Exercise requirements ::
The lines to return are those below that contain the word "develop".

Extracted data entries

----

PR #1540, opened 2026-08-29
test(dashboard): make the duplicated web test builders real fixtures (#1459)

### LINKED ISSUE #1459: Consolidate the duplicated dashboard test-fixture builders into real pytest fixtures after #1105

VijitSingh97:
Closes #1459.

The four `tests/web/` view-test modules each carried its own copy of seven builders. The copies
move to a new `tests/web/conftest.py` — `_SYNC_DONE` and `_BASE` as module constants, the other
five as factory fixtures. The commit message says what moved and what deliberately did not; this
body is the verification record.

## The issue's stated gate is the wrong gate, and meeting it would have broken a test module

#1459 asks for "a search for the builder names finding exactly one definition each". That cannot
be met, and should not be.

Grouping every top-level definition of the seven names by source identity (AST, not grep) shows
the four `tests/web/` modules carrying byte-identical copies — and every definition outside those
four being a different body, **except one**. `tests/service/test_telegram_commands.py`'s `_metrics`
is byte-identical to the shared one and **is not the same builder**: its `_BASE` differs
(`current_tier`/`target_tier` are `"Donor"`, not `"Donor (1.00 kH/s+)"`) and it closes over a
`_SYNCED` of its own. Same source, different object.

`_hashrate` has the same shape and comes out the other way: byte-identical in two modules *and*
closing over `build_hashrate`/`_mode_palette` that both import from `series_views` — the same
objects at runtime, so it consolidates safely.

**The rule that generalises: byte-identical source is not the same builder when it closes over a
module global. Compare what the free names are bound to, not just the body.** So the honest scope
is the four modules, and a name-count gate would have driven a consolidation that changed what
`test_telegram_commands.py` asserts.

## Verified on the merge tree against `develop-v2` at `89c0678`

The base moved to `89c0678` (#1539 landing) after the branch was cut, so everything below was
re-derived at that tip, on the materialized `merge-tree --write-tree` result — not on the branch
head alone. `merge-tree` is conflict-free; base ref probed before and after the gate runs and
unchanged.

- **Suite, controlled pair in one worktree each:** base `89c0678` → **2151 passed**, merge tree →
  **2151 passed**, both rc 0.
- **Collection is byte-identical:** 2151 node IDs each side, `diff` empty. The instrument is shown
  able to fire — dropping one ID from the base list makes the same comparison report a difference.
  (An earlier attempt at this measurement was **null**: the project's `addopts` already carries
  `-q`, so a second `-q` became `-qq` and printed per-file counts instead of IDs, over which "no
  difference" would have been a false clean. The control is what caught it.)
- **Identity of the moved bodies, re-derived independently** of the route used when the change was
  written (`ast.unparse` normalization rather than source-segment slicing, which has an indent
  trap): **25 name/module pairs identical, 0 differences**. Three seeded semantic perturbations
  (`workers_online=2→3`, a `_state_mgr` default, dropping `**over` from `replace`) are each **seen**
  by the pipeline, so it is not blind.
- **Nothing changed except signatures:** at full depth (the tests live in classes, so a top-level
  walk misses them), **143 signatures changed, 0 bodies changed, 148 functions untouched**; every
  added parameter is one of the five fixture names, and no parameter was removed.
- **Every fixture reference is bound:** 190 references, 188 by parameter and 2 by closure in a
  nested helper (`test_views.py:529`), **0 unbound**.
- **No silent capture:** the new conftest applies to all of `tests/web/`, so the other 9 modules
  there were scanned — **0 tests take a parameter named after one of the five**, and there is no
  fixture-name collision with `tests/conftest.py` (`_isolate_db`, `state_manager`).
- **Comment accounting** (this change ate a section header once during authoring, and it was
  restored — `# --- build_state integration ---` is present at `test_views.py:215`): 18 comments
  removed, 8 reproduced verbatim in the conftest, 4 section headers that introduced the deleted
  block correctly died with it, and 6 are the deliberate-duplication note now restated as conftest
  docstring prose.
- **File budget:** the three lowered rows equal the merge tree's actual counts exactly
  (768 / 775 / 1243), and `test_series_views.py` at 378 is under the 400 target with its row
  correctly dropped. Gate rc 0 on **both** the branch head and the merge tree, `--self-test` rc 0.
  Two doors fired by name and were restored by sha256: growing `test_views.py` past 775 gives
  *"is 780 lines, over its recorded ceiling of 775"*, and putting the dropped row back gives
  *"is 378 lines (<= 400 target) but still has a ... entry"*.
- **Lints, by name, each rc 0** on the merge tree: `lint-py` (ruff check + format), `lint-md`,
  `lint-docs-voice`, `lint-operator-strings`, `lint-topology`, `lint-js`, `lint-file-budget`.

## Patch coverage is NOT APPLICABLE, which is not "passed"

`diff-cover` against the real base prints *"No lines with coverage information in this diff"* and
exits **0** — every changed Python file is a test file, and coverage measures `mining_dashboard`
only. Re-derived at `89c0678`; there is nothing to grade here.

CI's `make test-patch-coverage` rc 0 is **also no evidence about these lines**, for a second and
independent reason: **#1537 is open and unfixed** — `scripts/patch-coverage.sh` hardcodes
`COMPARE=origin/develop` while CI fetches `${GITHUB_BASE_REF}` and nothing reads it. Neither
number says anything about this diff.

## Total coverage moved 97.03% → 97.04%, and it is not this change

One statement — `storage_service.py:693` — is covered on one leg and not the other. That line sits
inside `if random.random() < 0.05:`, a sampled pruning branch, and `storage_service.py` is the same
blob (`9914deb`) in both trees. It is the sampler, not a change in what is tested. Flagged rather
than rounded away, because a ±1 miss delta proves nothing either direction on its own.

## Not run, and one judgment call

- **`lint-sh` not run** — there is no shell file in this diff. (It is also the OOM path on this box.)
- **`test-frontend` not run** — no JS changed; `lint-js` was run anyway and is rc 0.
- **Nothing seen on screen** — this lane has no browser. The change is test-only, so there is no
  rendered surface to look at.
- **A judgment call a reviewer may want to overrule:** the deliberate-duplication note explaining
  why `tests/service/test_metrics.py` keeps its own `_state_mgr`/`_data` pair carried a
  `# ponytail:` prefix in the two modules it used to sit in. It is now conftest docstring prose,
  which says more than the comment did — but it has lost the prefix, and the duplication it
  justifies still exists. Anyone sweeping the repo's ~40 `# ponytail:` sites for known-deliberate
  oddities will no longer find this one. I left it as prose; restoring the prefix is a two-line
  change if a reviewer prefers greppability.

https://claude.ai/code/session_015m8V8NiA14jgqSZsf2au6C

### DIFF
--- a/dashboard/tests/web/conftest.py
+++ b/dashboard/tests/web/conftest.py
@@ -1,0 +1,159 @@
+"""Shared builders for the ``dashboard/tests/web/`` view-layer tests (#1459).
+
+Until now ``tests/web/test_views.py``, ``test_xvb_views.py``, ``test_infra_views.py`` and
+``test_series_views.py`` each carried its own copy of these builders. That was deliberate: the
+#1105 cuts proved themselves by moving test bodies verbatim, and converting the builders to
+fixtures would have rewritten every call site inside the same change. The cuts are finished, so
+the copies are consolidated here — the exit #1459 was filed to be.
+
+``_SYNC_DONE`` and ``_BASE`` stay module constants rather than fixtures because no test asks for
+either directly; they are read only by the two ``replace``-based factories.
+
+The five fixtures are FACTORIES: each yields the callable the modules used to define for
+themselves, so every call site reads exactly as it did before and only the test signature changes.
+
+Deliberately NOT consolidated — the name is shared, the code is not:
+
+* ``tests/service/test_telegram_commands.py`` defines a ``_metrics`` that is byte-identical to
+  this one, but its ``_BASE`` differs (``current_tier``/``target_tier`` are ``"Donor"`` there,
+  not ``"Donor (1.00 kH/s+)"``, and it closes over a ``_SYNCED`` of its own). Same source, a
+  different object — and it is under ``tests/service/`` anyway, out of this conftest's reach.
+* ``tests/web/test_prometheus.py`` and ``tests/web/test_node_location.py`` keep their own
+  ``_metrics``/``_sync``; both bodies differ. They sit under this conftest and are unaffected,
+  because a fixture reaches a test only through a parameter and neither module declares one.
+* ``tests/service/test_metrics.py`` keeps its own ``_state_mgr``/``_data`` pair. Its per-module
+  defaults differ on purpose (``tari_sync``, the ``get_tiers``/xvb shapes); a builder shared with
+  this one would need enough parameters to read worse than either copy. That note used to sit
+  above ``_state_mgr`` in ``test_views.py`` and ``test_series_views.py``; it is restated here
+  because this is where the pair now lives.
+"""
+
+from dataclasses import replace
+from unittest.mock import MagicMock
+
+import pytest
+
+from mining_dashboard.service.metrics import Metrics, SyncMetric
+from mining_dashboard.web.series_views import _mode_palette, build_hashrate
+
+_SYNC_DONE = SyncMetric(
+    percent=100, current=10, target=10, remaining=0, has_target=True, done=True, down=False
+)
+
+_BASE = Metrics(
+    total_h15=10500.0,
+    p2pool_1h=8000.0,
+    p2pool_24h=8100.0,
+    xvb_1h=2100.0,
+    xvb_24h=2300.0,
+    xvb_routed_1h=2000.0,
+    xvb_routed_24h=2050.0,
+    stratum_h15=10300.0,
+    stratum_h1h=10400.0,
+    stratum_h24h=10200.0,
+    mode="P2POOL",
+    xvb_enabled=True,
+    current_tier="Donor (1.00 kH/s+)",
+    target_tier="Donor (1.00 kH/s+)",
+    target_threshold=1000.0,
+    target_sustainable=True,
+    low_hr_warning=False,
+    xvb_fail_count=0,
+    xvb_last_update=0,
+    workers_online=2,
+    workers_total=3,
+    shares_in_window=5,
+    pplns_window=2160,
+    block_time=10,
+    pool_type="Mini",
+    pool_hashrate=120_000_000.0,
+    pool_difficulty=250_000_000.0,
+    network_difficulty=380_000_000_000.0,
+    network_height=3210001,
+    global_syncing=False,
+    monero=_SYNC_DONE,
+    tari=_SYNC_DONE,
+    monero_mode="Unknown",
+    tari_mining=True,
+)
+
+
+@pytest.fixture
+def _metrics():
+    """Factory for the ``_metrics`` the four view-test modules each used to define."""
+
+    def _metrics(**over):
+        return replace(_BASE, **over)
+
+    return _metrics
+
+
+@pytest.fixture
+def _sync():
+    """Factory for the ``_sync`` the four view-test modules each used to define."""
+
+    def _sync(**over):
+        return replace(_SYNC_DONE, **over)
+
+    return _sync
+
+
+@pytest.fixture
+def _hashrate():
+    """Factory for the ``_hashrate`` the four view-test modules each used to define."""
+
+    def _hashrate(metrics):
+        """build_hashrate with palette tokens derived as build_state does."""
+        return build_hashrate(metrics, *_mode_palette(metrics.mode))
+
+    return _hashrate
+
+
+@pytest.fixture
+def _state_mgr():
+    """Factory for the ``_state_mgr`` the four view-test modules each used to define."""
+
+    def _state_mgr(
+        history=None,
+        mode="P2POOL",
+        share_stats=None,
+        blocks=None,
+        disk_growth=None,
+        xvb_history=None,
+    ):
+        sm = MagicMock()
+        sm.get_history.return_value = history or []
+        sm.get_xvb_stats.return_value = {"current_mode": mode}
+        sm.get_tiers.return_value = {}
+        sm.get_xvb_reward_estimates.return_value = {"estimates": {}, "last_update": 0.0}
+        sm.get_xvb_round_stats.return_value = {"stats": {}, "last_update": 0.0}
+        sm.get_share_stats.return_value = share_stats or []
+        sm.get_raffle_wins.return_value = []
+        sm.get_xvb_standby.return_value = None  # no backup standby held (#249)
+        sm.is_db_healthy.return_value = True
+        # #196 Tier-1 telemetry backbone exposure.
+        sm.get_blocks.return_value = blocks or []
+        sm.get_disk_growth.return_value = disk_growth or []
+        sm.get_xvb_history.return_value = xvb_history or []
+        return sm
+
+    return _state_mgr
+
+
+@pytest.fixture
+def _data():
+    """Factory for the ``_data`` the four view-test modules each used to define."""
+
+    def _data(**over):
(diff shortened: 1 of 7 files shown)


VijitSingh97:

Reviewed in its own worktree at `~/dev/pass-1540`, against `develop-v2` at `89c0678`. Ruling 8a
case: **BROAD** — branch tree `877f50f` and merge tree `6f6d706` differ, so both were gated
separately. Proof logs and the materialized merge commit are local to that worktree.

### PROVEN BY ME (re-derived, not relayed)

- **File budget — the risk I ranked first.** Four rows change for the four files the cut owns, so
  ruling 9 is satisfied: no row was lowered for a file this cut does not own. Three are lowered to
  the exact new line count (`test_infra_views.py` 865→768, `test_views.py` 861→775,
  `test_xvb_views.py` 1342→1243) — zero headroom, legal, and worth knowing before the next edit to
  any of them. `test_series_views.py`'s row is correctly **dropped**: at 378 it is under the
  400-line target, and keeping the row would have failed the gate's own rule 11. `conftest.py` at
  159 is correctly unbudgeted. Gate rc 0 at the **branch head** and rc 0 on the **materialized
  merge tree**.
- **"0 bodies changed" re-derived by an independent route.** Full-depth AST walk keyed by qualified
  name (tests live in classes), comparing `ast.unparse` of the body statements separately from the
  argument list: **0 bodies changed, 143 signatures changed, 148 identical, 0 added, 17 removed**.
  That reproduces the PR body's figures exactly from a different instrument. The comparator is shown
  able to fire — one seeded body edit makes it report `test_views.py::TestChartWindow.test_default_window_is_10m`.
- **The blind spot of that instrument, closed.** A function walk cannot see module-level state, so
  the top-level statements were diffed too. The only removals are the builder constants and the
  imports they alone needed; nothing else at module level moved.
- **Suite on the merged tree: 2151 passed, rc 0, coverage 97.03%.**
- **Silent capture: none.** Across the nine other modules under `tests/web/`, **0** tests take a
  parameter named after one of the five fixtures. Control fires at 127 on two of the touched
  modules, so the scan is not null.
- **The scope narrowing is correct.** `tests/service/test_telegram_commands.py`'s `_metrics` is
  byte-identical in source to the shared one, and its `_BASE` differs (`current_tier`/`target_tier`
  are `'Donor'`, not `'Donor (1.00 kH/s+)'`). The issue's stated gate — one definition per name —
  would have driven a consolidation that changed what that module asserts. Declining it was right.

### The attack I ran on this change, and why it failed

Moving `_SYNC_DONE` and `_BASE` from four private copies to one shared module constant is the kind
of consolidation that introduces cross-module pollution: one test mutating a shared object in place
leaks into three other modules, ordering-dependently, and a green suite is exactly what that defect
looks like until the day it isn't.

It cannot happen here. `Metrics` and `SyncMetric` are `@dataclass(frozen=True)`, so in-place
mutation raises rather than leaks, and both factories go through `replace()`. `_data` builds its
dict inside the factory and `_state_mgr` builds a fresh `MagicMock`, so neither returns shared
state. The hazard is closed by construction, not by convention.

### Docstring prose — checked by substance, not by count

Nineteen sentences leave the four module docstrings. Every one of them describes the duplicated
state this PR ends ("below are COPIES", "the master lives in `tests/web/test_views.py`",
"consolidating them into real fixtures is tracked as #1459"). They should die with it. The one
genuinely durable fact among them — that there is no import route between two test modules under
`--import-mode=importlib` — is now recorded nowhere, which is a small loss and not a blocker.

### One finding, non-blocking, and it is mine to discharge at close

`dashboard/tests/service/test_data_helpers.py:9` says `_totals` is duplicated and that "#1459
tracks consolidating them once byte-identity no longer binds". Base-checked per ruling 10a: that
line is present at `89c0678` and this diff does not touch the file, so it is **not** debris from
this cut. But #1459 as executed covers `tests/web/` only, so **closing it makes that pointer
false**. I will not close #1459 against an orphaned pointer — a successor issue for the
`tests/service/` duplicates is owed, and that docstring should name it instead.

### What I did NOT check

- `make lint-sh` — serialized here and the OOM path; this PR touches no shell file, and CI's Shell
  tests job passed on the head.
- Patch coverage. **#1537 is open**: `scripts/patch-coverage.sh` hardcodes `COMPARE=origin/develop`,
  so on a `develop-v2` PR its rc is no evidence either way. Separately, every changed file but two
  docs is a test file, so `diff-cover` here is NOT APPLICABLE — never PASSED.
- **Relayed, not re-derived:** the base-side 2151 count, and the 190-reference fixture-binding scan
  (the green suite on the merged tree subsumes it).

----

Exercise response ::
## Verified on the merge tree against `develop-v2` at `89c0678`
`COMPARE=origin/develop` while CI fetches `${GITHUB_BASE_REF}` and nothing reads it. Neither
Reviewed in its own worktree at `~/dev/pass-1540`, against `develop-v2` at `89c0678`. Ruling 8a
- Patch coverage. **#1537 is open**: `scripts/patch-coverage.sh` hardcodes `COMPARE=origin/develop`,
  so on a `develop-v2` PR its rc is no evidence either way. Separately, every changed file but two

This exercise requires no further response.